Sunday, April 04, 2010

Newspapers' digital futures: USA and NZ

A reporter for The Press in Christchurch, Alex van Wel, interviewed me for a piece he wrote about ways in which newspapers in this country and the United States are adapting content to the Internet. He spent most of February on the U.S. East Coast, talking to editors and journalism educators – in some ways, the mirror image of what I’m doing here.

Among those Alex interviewed was Jay Rosen, journalism professor at New York University, and Nicholas Lemann, dean of the Columbia University Graduate School of Journalism. He also visited the Shelby Star in North Carolina, a paper struggling to attract advertisers to its digital edition.

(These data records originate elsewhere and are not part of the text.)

Issue #2047, opened 2026-01-23
IDE Generation Error


franz-hoepfinger-4diac:
it is:
`#include "forte/datatypes/ANY_DERIVED_dtp.h"`
`CIEC_ANY_DERIVED_VARIANT`

it should be: 
`#include "forte/datatypes/forte_any_derived.h"`

4DIAC FORTE Export Filter 3.0.0.202512231800!

PR #2340, opened 2026-03-28
Fix incorrect handling of ANY_DERIVED in FORTE export

AryanMishra1789:
## Description
ANY_DERIVED was incorrectly treated as a derived datatype, resulting in ANY_DERIVED_dtp.h and CIEC_ANY_DERIVED_VARIANT. This happened because it was handled by generic cases instead of as a built-in type.

## Fix
Added a type-safe check using GenericTypes.ANY_DERIVED to map it to forte_any_derived.h and CIEC_ANY_DERIVED. This avoids incorrect _dtp and _VARIANT generation while preserving behavior for other types.

#2047

### DIFF
--- a/plugins/org.eclipse.fordiac.ide.export.forte_ng/src/org/eclipse/fordiac/ide/export/forte_ng/util/ForteNgExportUtil.xtend
+++ b/plugins/org.eclipse.fordiac.ide.export.forte_ng/src/org/eclipse/fordiac/ide/export/forte_ng/util/ForteNgExportUtil.xtend
@@ -210,6 +210,8 @@ final class ForteNgExportUtil {
 			AdapterType: '''«type.generateTypeNamespace»::FORTE_«type.generateTypeNamePlain»'''
 			ArrayType:
 				generateArrayTypeName(type.subranges, type.baseType)
+			// match ANY_DERIVED exclusively
+			DataType case type === GenericTypes.ANY_DERIVED: '''CIEC_ANY_DERIVED'''
 			// match generic types (must be before other data types)
 			DataType case GenericTypes.isAnyType(type): '''CIEC_«type.generateTypeNamePlain»_VARIANT'''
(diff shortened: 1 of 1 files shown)


plugins/org.eclipse.fordiac.ide.export.forte_ng/src/org/eclipse/fordiac/ide/export/forte_ng/util/ForteNgExportUtil.xtend
```diff
@@ -210,6 +210,8 @@ final class ForteNgExportUtil {
 			AdapterType: '''«type.generateTypeNamespace»::FORTE_«type.generateTypeNamePlain»'''
 			ArrayType:
 				generateArrayTypeName(type.subranges, type.baseType)
+			// match ANY_DERIVED exclusively
+			DataType case type === GenericTypes.ANY_DERIVED: '''CIEC_ANY_DERIVED'''
```
mx990, line 214: The `CIEC_ANY_DERIVED_VARIANT` was actually correct. It was simply missing in 4diac FORTE. I created PR https://github.com/eclipse-4diac/4diac-forte/pull/825 to add it.

plugins/org.eclipse.fordiac.ide.export.forte_ng/src/org/eclipse/fordiac/ide/export/forte_ng/util/ForteNgExportUtil.xtend
```diff
@@ -327,6 +329,8 @@ final class ForteNgExportUtil {
 					"forte_array_fixed"
 			AdapterType:
 				type.name + "_adp"
+			AnyDerivedType case type === GenericTypes.ANY_DERIVED:
+				"forte_any_derived"
```
mx990, line 333: In this case, `forte_any_derived_variant` would be correct, which can be achieved by reordering the switch cases.

mx990 (changes requested):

My contribution to the article was to observe that because New Zealand doesn’t have local TV stations, many of the advertisers that dominate U.S. local TV (car dealers, home furnishing stores, appliance dealers) have stuck with newspapers here. That’s helped them remain stronger than their U.S. counterparts, at least in the short term.
Alex’s bottom line is this:
And, while people currently in the 50s and 60s may never own a [digital] tablet, younger readers – the core customers of the future – will, and they are likely to demand that fuller and richer experience. The trick is keeping the print product strong while uplifting the online offering.
In a nutshell, that's the challenge facing editors worldwide.